Nella vita non c’è merito: “La città dei vivi” al Teatro Bellini di Napoli

“La città dei vivi” ripercorre gli eventi crudi di un fatto di cronaca nera, l’omicidio di Luca Varani a Roma, utilizzando la vicenda come punto di partenza per un’indagine sulle zone d’ombra dell’individuo e sulle fratture profonde di una società attraversata da solitudine, rimozione e violenza latente.
La regia di Ivonne Capece prende le distanze dal registro del true crime per aprire lo spazio a domande scomode e necessarie. Come si forma il male dentro vite apparentemente normali? Quali dispositivi sociali, culturali e affettivi contribuiscono a renderlo praticabile? E quanto ciò che condanniamo negli altri nasce da meccanismi che ci attraversano… più di quanto siamo disposti ad ammettere? In scena, spazio fisico e virtuale si sovrappongono, gli attori si muovono tra ologrammi e proiezioni digitali, con un effetto di straniamento, spingendo lo spettatore a rivedere continuamente cosa è reale e cosa è riflesso. Luci a taglio e una colonna sonora elettronica pulsante costruiscono una tensione continua e inchiodano lo spettatore. Doloroso e crudele.

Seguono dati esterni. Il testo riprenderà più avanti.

Issue #1011, opened 2018-10-17
Image - "credit" fix


adibi83:
## Issue Type

**Update to existing feature**

## Description
In image credit - "צילום" instead of "קרדיט"

PR #1013, opened 2018-10-17
fix(image_caption_prefix): changing caption prefix only for images

TawKhoury:

- [Description](#description)

**Related issue(s):** #1011 

## Description
Changing credit prefix.


packages/components/htz-components/src/components/ArticleBodyImage/ArticleBodyImage.js
```diff
@@ -282,7 +282,7 @@ const UnwrappedImage = ({
       <figure className={className} onClick={!isFullScreen ? toggleFullScreen : null}>
         <ImageElement forceAspect={forceAspect} {...image} isFullScreen={isFullScreen} />
         {showCaption && !isFullScreen ? (
-          <Caption caption={title} credit={credit} prefix="צילום" />
+          <Caption caption={title} credit={credit} creditprefix="צילום" />
```
TxHawks: This should really come from the theme. It's not going to be צילום in the English edition

TawKhoury: Done! Thanks

PR #1054, opened 2018-10-28
Fix/purchase page pay with existing card

kedarguy:


packages/apps/purchase-page/components/OfferPage/Stages/ExistingCreditCardStage.js
```diff
@@ -122,7 +122,7 @@ class Wrapper extends Component {
       description: paymentData.description,
       failure: false,
       // does not matter what we send so hardcoded
-      connectionType: '764',
+      connectionType: 764,
```
TxHawks: This is a bit confusing, because, first, it seem to does matter what send, since we had to convert the `string` to a `number`, and more importantly, second, if it doesn't matter and doesn't ever change, why not just do it in the resolver?

Issue #1081, opened 2018-11-07
Navigation menu - pusr


adibi83:
## Issue Type

**Update to existing feature**

## Description
Navigation menu:
If the user is a pusr, don't show the "רכשו מינוי" button

PR #1085, opened 2018-11-07
feat(nav_menu): omit purchase now option in nav menu when htzpusr exists

TawKhoury:

**Table of Contents**

- [Description](#description)
- [Checklist](#checklist)

**Related issue(s):** #1081 

## Description

**Notes:**

## Checklist

Design:
  * [ ] Approved by designer

Usability:
  * [ ] Developer
  * [ ] Project manager

Tests
  
  * [ ] UI snapshot testing 
  * [ ] Unit testing
  * [ ] Integration testing
  * [ ] E2E testing


packages/components/htz-components/src/components/NavigationMenu/NavigationMenu.js
```diff
@@ -120,7 +117,17 @@ class NavigationMenu extends React.Component {
     }).isRequired,
   };
 
-  state = { isHovered: false, };
+  state = { isHovered: false, isUser: null, };
+
+  componentDidUpdate() {
+    if (window && typeof window !== 'undefined') {
```
TxHawks: If anything, this check should be reversed, but you don't need both.
```suggestion
    if (typeof window !== 'undefined') {
```

But do we even need it at all? `componentDidUpdate` isn't run on the server, so `window` is guaranteed to exist.

packages/components/htz-components/src/components/NavigationMenu/NavigationMenu.js
```diff
@@ -120,7 +117,17 @@ class NavigationMenu extends React.Component {
...
+      const isUser = typeof CookieUtils.getCookie('HtzPusr') === 'string';
```
TxHawks: Where is `CookieUtils` coming from?

Also, it seems like you are checking if it's a _paying_ user, not just any user. The name is confusing.

packages/components/htz-components/src/components/NavigationMenu/NavigationMenu.js
```diff
@@ -120,7 +117,17 @@ class NavigationMenu extends React.Component {
...
+      if (this.state.isUser !== isUser) {
+        /* eslint-disable react/no-did-update-set-state */
+        this.setState({ isUser, });
```
TxHawks: Why do this `setState` in `componentDidUpdate`? It will result in a re-render

packages/components/htz-components/src/components/NavigationMenu/NavigationMenu.js
```diff
@@ -1,4 +1,4 @@
-/* global document */
+/* global document, window */
```
TxHawks: The `document` global is never used

TawKhoury: Used in line 142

“Nella vita non c’è merito.” Mi tornano in mente le parole della mia psicologa mentre lo spettacolo scava nelle biografie dei personaggi. Nessuno dei personaggi del racconto merita la propria fine, né i padri né i figli, né i ricchi né i poveri, tutti sono accomunati da dolori ancestrali, ferite che si portano dietro, e che esplodono tra le loro mani. I gesti di crudeltà sono inflitti in stati di inconsapevolezza, questo non giustifica gli atti, ma li contestualizza, in una spirale di angosce e frustrazioni che rinchiudono e rendono cechi. Una spirale di autodistruzione che non può portare a nulla di buono.
Nel dramma c’è una vittima innocente, e carnefici disperati. Si tocca il tema della violenza in tutte le sue declinazioni, psicologica e fisica, simbolica e carnale, con atti crudi messi in scena in una perfezione coreografica di corpi bellissimi, di voci suadenti, di parole pesate e taglienti, in una scenografia che si anima di spettri. Sono tanti gli spettri interni dei protagonisti, sono tante le figure che contornano la scena, in un dramma che però è molto intimo, nei rapporti tra padri e figli (tutti maschi), nei rapporti tra amici e amanti (tutti maschi). La violenza ha il volto maschile, è quella passiva di un padre assente che non ascolta, che non c’è mai, è quella attiva che spinge a gesti atroci e fatali. È la pressione di modelli virili che reprimono l’emotività e impediscono l’esplorazione libera della sessualità. È la fuga sistematica dalla fragilità, anestetizzata attraverso alcol e droghe. Maschilità bloccate, incapaci di sostenere il proprio dolore, e che finiscono per trasformarlo in distruzione. A tratti, la violenza dei protagonisti ha qualcosa di disturbatamente ludico, rimanda all’universo di “Arancia meccanica”, dove l’energia giovanile privata di una bussola etica e affettiva si volge alla sopraffazione. Ci parla di come possa nascere il male dalla progressiva disconnessione etica, dall’annebbiamento del pensiero, dalla solitudine nella relazione (la banalità cui si riferisce Arendt).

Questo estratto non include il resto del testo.